#### Assignment
A word-for-word copy of the lines from the one holding "Frameworks 228 update" through the final line of the records below is the only output asked for.
"""
PR #342, opened 2018-08-11
Frameworks 228 update

andrewxhill:
- Metadata is now only requested when needed -- when photo sizes are required mostly
- refreshMessages is now called whenever user pull refreshes the ThreadsList or ThreadsDetail scrollviews and before either of those threads are rendered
"""
#### Exercise response
Frameworks 228 update

andrewxhill:
- Metadata is now only requested when needed -- when photo sizes are required mostly
- refreshMessages is now called whenever user pull refreshes the ThreadsList or ThreadsDetail scrollviews and before either of those threads are rendered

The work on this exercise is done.